Segment Start: Data block

PR #2131, opened 2018-12-09
Parse more C/C++ compiler options

0mco:
According gcc manual, in addition to '-I/path/to/include', there are many other flags can be used to add header search directory. Qt with cmake use '-isystem' to include Qt headers, if not adding these flags to cflag_line, ale cannot find Qt headers. This PR adds these flags to cflag_line.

Segment End: Data block

Instructions for the task: What's required is that all of the material be returned exactly.

Solution to this problem:
PR #2131, opened 2018-12-09
Parse more C/C++ compiler options

0mco:
According gcc manual, in addition to '-I/path/to/include', there are many other flags can be used to add header search directory. Qt with cmake use '-isystem' to include Qt headers, if not adding these flags to cflag_line, ale cannot find Qt headers. This PR adds these flags to cflag_line.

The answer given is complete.